You wrote: Bilbo (if that IS your real name)

It’s better than Major Bat Guano, isn’t it?

Just curious. Where in Genesis do you see that humanity was “originally innocent” and that rebellion introduced “evil?” Please cite chapter and verse.  I am also curious as to how you know what the author of Genesis was “trying to avoid.”

I think it’s clear that the author wants us to know that everything God created was good, hence we’re told that God saw that it was good after each day of creation, and very good after the sixth day.  I’m inferring that humanity was “originally innocent” from this, and from the fact that they felt no shame when they were naked.

You can object that I read too much into this.  Perhaps I do.  But if humanity wasn’t orignally innocent, then we need an explanation of why that would be.  Do we say that God created humanity without innocence?  How is that good, exactly?  How does it not contradict everything the author seems at pains to emphasize?


O. Bower - #11072

April 24th 2010

Perhaps we differ regarding the word “innocence”.  If we mean “without sin”, then I think the defintion fits.  However if we mean “not knowing sin” or something similar, then Adam and Eve cannot be held culpable for their sin.  I’ve made this point elsewhere.  They (Adam and Eve) must know what sin is and how they are able to sin, otherwise God becomes a very unjust figure.


BenYachov - #11081

April 24th 2010

Bilbo,

That a clever answer to our friend Pete thought I still say it’s a trick question.


Pete Enns - #11085

April 25th 2010

BenYachov,

It was not a trick question. How one answers that question reveals much. I also think Bilbo can handle this himself without adult supervision

So, Bilbo, I agree that everything is created “good” but that is not the same as innocent. What do you mean by innocent? Do you mean “they had not yet done anything wrong” or “morally perfect” or something else?

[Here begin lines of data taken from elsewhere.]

PR #12709, opened 2022-02-09
display routes/tracks button if target is set (fix #12701)

### LINKED ISSUE #12701: Menu entry "Clear manual targets" is missing
### Describe your problem!

Ok, admittedly, it's not completely missing, but hard to find sometimes. ;)

### How to reproduce?

1. open any cache listing and route to the cache, e. g. by clicking the compass rose in the header
2. when in the cache's map, ``Enabled live``
3. now try to get rid of the route ...

As there is no ``Clear manual targets`` in the menu anymore (IIRC it was there a while ago),
*and* there is no bottom menu for routes (as there is no manual route right now),
you first have to click ``Routes / Tracks``, then the bottom route menu pops up,
and finally you will find the ``Clear manual targets`` button.

Either the bottom route menu button should be active as soon as there is *any* route active
*or* the ``Clear manual targets`` should be there as soon as there is a manual target active ...

### Reproducible

Yes

### c:geo Version

2022.02.07-NB-a93e0da

### System information

_No response_

### Additional Information

I would call myself an experienced user, but even me had a hard time to find a way to get rid of the manual target
and I would assume that "normal" users will just get frustrated ...

moving-bits:
## Description
Enables the "routes/tracks" quick button when a navigation target is set, which gives you a quick access to the "clear manual targets" option.
Also fixes a hard-coded label for the "Routes / Tracks" menu item.

## Additional context
The whole `mapOptions` and setting a target is pretty confusing to me. In the end I basically added something like 
```
final Geocache temp = getCurrentTargetCache();
if (temp != null) {
    lastNavTarget = temp.getCoords();
}
```
to both map implementations (under certain conditions).
A review / some testing would be welcomed to check whether this has unwanted side-effects.

### DIFF
--- a/main/res/menu/map_activity.xml
+++ b/main/res/menu/map_activity.xml
@@ -146,7 +146,7 @@
     </item>
     <item
         android:id="@+id/menu_routetrack"
-        android:title="Routes / Tracks" />
+        android:title="@string/routes_tracks_menu" />
     <item
         android:id="@+id/menu_check_routingdata"
         android:title="@string/check_tiles_menu" />
--- a/main/res/values/strings.xml
+++ b/main/res/values/strings.xml
@@ -2258,6 +2258,7 @@
 
     <!-- route/track commons -->
     <string name="routes_tracks_dialog_title">Routes / tracks options</string>
+    <string name="routes_tracks_menu">Routes / Tracks</string>
     <string name="center_on_route_track">Center on route/track</string>
     <string name="unload_route_track">Unload route/track</string>
     <string name="route">Route</string>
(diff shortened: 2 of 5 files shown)


moving-bits:
@Lineflyer

I've compared this fix to the code we had in the last release, before unification of track / individual route settings. The `isTargetSet.call()` is equivalent to what we had before, and the `... lastNavTarget = temp.getCoords(); ...` fixes an already existing error that the menu entry was not shown under a couple of conditions (and both together fix the originating issue, #12701).

So my proposal would be
- to merge this PR,
- create a new beta from then-state of `release`, and 
- run that for a couple of days.

If everything runs smooth, we have a new release in time for the website changes, and if not, we can revert this PR, and create a release from that state.

Lineflyer:
Lets include it anyway.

Bat Guano? Do we have a Ace Ventura fan among us?


Bilbo - #11089

April 25th 2010

It’s from the movie, “Dr. Strangelove.”  A British officer (Peter Sellers) is addressing an American officer (Keenan Wynn), “Listen here, Major Bat Guano, if that really is your name.”  A must-see movie.

I think innocence at least means not knowing right from wrong.  Adam and Eve were dependent upon God for “ethical” information.  I think there is a further sense, that they did not have a natural tendency to rebel against God. I would need to go to later in Genesis for support, so I can’t prove it is implied in this story.

But if we reject that implication, we are left with the problem of explaining the origin of our natural state of rebellion against God.  So let’s understand God’s not wanting us to eat from the tree of life, because we had undergone some fundamental change in our nature, which should not be allowed to live forever.  Otherwise, why not let us eat its fruit?


O. Bower - #11091

April 25th 2010

If “not knowing right from wrong” implies they only discovered this reality once they ate the fruit, then again I cannot see how God could hold them responsible.  The story appears to suggest that they knew eating the fruit had negative consequences, therefore they had to know right and wrong.  How we formulate the “innocent” state and its out workings is quite crucial, but I don’t see Adam and Eve’s complete unawareness being an answer.